*What you should do*.
Below are the records. List every line holding the word "pickedCard".

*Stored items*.
PR #407, opened 2020-05-21
Max Chapter4/homework/1

HellHunterMax:
Should i just have tested DrawAt(Index) because everything calls that so if that works the rest is kind of sure to work?
i did not test DrawRandom() because i  don't think its worth the time to test the method. to complex to test randomness ? and it will return a card because it uses DrawAt().

### DIFF
--- a/Src/BootCamp.Chapter/Gambling/GameComponents/Deck.cs
+++ b/Src/BootCamp.Chapter/Gambling/GameComponents/Deck.cs
@@ -39,9 +39,14 @@ namespace BootCamp.Chapter.Gambling
 
         private void ValidateDeckSize(int index)
         {
-            if (index >= _cards.Count)
+            
+            if (_cards.Count == 0)
             {
-                throw new OutOfCardsException(index, _cards.Count);
+                throw new OutOfCardsException();
+            }
+            if (index < 0 || index >= _cards.Count)
+            {
+                throw new IndexOutOfRangeException($"Cant pick a card at index {index} becouse deck size is {_cards.Count} and cant be less than 0");
             }
         }
     }
--- a/Tests/BootCamp.Chapter.Tests/DeckTest.cs
+++ b/Tests/BootCamp.Chapter.Tests/DeckTest.cs
@@ -36,8 +36,7 @@ namespace BootCamp.Chapter.Tests
         public void DrawAt_OutOfIndex_Throws_IndexOutOfRangeException(int index)
         {
             //Arrange
-            List<Card> cards = BuildFullListOfCards();
-            IDeck deck = new Gambling.Deck(cards);
+            IDeck deck = BuildFullDeckOfCards();
 
             //Act
             Action action = () => deck.DrawAt(index);
@@ -71,9 +70,8 @@ namespace BootCamp.Chapter.Tests
             //Act
             Card pickedCard = deck.DrawAt(1);
 
-            //Assert wich is better and why?
+            //Assert
             Assert.Equal(cards[1], pickedCard);
-            //pickedCard.Should().Be(cards[index]);
         }
 
         [Fact]
@@ -140,5 +138,11 @@ namespace BootCamp.Chapter.Tests
             return cardsDeck;
         }
 
+        private static IDeck BuildFullDeckOfCards()
+        {
+            List<Card> cards = BuildFullListOfCards();
+            IDeck deck = new Gambling.Deck(cards);
+            return deck;
+        }
     }
 }
--- a/Tests/BootCamp.Chapter.Tests/DeckTest.cs
+++ b/Tests/BootCamp.Chapter.Tests/DeckTest.cs
@@ -21,7 +21,7 @@ namespace BootCamp.Chapter.Tests
         }
 
         [Fact]
-        public void Draw_When_DeckHasNoCards_Throws_OutOfCardsException()
+        public void Draw_Given_DeckDeckWithNoCards_Throws_OutOfCardsException()
         {
             IDeck deck = new Gambling.Deck(new List<Card>());
 
--- a/Tests/BootCamp.Chapter.Tests/DeckTest.cs
+++ b/Tests/BootCamp.Chapter.Tests/DeckTest.cs
@@ -59,7 +59,7 @@ namespace BootCamp.Chapter.Tests
         }
 
         [Fact]
-        public void DrawRandom_DeckWith1Card_returns_ExcpectedCard()
+        public void DrawRandom_Given_DeckWith1Card_returns_ExcpectedCard()
         {
 
             //Arrange
@@ -73,7 +73,7 @@ namespace BootCamp.Chapter.Tests
         }
 
         [Fact]
-        public void DrawRandom_DeckWithNoCards_Throws_OutOfCardsException()
+        public void DrawRandom_Given_DeckWithNoCards_Throws_OutOfCardsException()
         {
             IDeck deck = new Gambling.Deck(new List<Card>());
 
@@ -106,7 +106,7 @@ namespace BootCamp.Chapter.Tests
         }
 
         [Fact]
-        public void DrawFromTop_Given_DeckWith1ExtraCard_Returns_ExpectedCard()
+        public void DrawFromTop_Given_DeckWith1Card_Returns_ExpectedCard()
         {
             //Arrange
             BuildDeckWith1Card(out Card lastCard, out IDeck deck);
@@ -119,7 +119,7 @@ namespace BootCamp.Chapter.Tests
         }
 
         [Fact]
-        public void Shuffle_Should_Return_Different_Order()
+        public void Shuffle_Returns_DifferentCardOrder()
         {
             //Arrange
             BuildListOfCardsGiveItToDeckAndShuffle(out List<Card> cards, out IDeck deck, out List<Card> shuffledDeck);
--- a/Tests/BootCamp.Chapter.Tests/DeckTest.cs
+++ b/Tests/BootCamp.Chapter.Tests/DeckTest.cs
@@ -110,10 +110,7 @@ namespace BootCamp.Chapter.Tests
         public void Shuffle_Should_Return_Different_Order()
         {
             //Arrange
-            List<Card> cards = BuildFullListOfCards();
-            IDeck deck = new Gambling.Deck(BuildFullListOfCards());
-            List<Card> shuffledDeck = new List<Card>();
-            cards.Reverse();
+            BuildDeckAndListOfCards(out List<Card> cards, out IDeck deck, out List<Card> shuffledDeck);
 
             //Act
             deck.Shuffle();
@@ -125,6 +122,15 @@ namespace BootCamp.Chapter.Tests
             //Assert
             shuffledDeck.Should().Contain(cards).And.NotEqual(cards);
         }
+
+        private static void BuildDeckAndListOfCards(out List<Card> cards, out IDeck deck, out List<Card> shuffledDeck)
+        {
+            cards = BuildFullListOfCards();
+            deck = new Gambling.Deck(BuildFullListOfCards());
+            shuffledDeck = new List<Card>();
+            cards.Reverse();
+        }
+
         private static List<Card> BuildFullListOfCards()
         {
             List<Card> cardsDeck = new List<Card>();
--- a/Tests/BootCamp.Chapter.Tests/DeckTest.cs
+++ b/Tests/BootCamp.Chapter.Tests/DeckTest.cs
@@ -58,19 +58,35 @@ namespace BootCamp.Chapter.Tests
             newCards.Should().Contain(cards).And.NotEqual(cards);
         }
 
-        private static void BuildListOfCardsGiveItToDeckAndCreateEmptyListOfCards(out List<Card> cards, out IDeck deck, out List<Card> newCards)
+        [Fact]
+        public void DrawRandom_DeckWith1Card_returns_ExcpectedCard()
         {
-            cards = BuildFullListOfCards();
-            deck = new Gambling.Deck(cards);
-            newCards = new List<Card>();
+
+            //Arrange
+            BuildDeckWith1Card(out Card lastCard, out IDeck deck);
+
+            //Act
+            Card cardDrawn = deck.DrawRandom();
+
+            //Assert
+            cardDrawn.Should().Be(lastCard);
+        }
+
+        [Fact]
+        public void DrawRandom_DeckWithNoCards_Throws_OutOfCardsException()
+        {
+            IDeck deck = new Gambling.Deck(new List<Card>());
+
+            Action action = () => deck.DrawRandom();
+
+            action.Should().Throw<OutOfCardsException>();
         }
 
         [Fact]
         public void DrawAt_When_IndexWithinRange_Returns_ExpectedCard()
         {
             //Arrange
-            List<Card> cards = BuildFullListOfCards();
-            IDeck deck = new Gambling.Deck(cards);
+            BuildDeckAndGiveItFullListOfCards(out List<Card> cards, out IDeck deck);
 
             //Act
             Card pickedCard = deck.DrawAt(1);
@@ -80,16 +96,10 @@ namespace BootCamp.Chapter.Tests
         }
 
         [Fact]
-        public void DrawFromTop_RemovesACard_And_DrawAt0_Throws_OutOfCardsException()
+        public void DrawAt0_Given_EmptyDeck_Throws_OutOfCardsException()
         {
-            //Test if DrawFromTop actually removes a card from deck.
+            IDeck deck = new Deck(new List<Card>());
 
-            Card lastCard = new Card(Card.Suites.Hearts, Card.Ranks.Ace);
-            List<Card> cards = new List<Card>();
-            cards.Add(lastCard);
-            IDeck deck = new Gambling.Deck(cards);
-
-            deck.DrawFromTop();
             Action action = () => deck.DrawAt(0);
 
             action.Should().Throw<OutOfCardsException>();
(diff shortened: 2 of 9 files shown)


HellHunterMax:
oops forgot to test HAND class.

HellHunterMax:
still created a DrawRandom() test. in theory it could fail because it pulled them random in the same order as they were put in, but the chance of that happening is 0,0000000000001 ? 😛

Src/BootCamp.Chapter/Gambling/GameComponents/Deck.cs
```diff
@@ -39,9 +39,14 @@ public Card DrawAt(int index)
 
         private void ValidateDeckSize(int index)
         {
-            if (index >= _cards.Count)
+            
+            if (_cards.Count == 0)
```
Almantask, line 43: This one is not needed, only the condition below. If you have 0 cards, then index will be equal, which will throw.

Tests/BootCamp.Chapter.Tests/TestsDeck.cs
```diff
@@ -0,0 +1,144 @@
...
+using System.Collections.Generic;
+using System.Linq;
+using System.Text;
+using Xunit;
+
+namespace BootCamp.Chapter.Tests
+{
+    public class TestsDeck
+    {
+        private static List<Card> FullDeckOfCards()
```
Almantask: name it as a verb.

Tests/BootCamp.Chapter.Tests/TestsDeck.cs
```diff
@@ -0,0 +1,144 @@
...
+using FluentAssertions;
+using System;
+using System.Collections.Generic;
+using System.Linq;
+using System.Text;
+using Xunit;
+
+namespace BootCamp.Chapter.Tests
+{
+    public class TestsDeck
```
Almantask: should be ``DeckTest``

Tests/BootCamp.Chapter.Tests/TestsDeck.cs
```diff
@@ -0,0 +1,144 @@
...
+                foreach (Card.Ranks rank in (Card.Ranks[])Enum.GetValues(typeof(Card.Ranks)))
+                {
+                    cardsDeck.Add(new Card(suite, rank));
+                }
+            }
+            return cardsDeck;
+        }
+
+        [Fact]
+        public void When_No_Cards_Given_To_Deck_Should_Throw_ArgumentNullException()
```
Almantask: All tests should start with the action name, followed by preconditions and parameters, followed by expectation.
``Act_Given_Precondition_When_Argument_Expectation``
In your case, it should be: 
`New_When_CardsNull_Throws_ArgumentException`

Tests/BootCamp.Chapter.Tests/TestsDeck.cs
```diff
@@ -0,0 +1,144 @@
...
+        {
+            List<Card> cards = null;
+
+            Action action = () => new Gambling.Deck(cards);
+
+            action.Should().Throw<ArgumentNullException>();
+        }
+
+        [Fact]
+        public void Draw_When_Deck_Has_No_Cards_Should_Throw_OutOfCardsException()
```
Almantask: When -> Given

Tests/BootCamp.Chapter.Tests/TestsDeck.cs
```diff
@@ -0,0 +1,144 @@
...
+
+            Action action = () => deck.DrawFromTop();
+
+            action.Should().Throw<OutOfCardsException>();
+        }
+
+        [Theory]
+        [InlineData(-1)]
+        [InlineData(100)]
+        public void DrawAt_Out_Of_Index_Should_Throw_Out_Of_Range(int index)
```
Almantask: DrawAt_When_IndexOutOfBounds_Throws_IndexOutOfRangeException()

Almantask: Also no need to put a `_` after every word, just after every part of the 3A

Tests/BootCamp.Chapter.Tests/TestsDeck.cs
```diff
@@ -0,0 +1,144 @@
...
+
+            //Act
+            Action action = () => deck.DrawAt(index);
+
+            //Assert
+            action.Should().Throw<IndexOutOfRangeException>();
+        }
+
+        [Fact]
+        public void DrawRandom_52_Times_Test()
```
Almantask: eww 😄! DrawRandom_52Times_DoesNotThrow()

Tests/BootCamp.Chapter.Tests/TestsDeck.cs
```diff
@@ -0,0 +1,144 @@
...
+            for (int i = 0; i < 52; i++)
+            {
+                newCards.Add(deck.DrawRandom());
+            }
+
+            newCards.Should().Contain(cards).And.NotEqual(cards);
+        }
+
+        [Fact]
+        public void DrawAt_Index_Within_Range_should_Give_Correct_Card()
```
Almantask: DrawAt_When_IndexWithinRange_Returns_ExpectedCard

*Worked solution*.
             Card pickedCard = deck.DrawAt(1);
             Assert.Equal(cards[1], pickedCard);
-            //pickedCard.Should().Be(cards[index]);
             Card pickedCard = deck.DrawAt(1);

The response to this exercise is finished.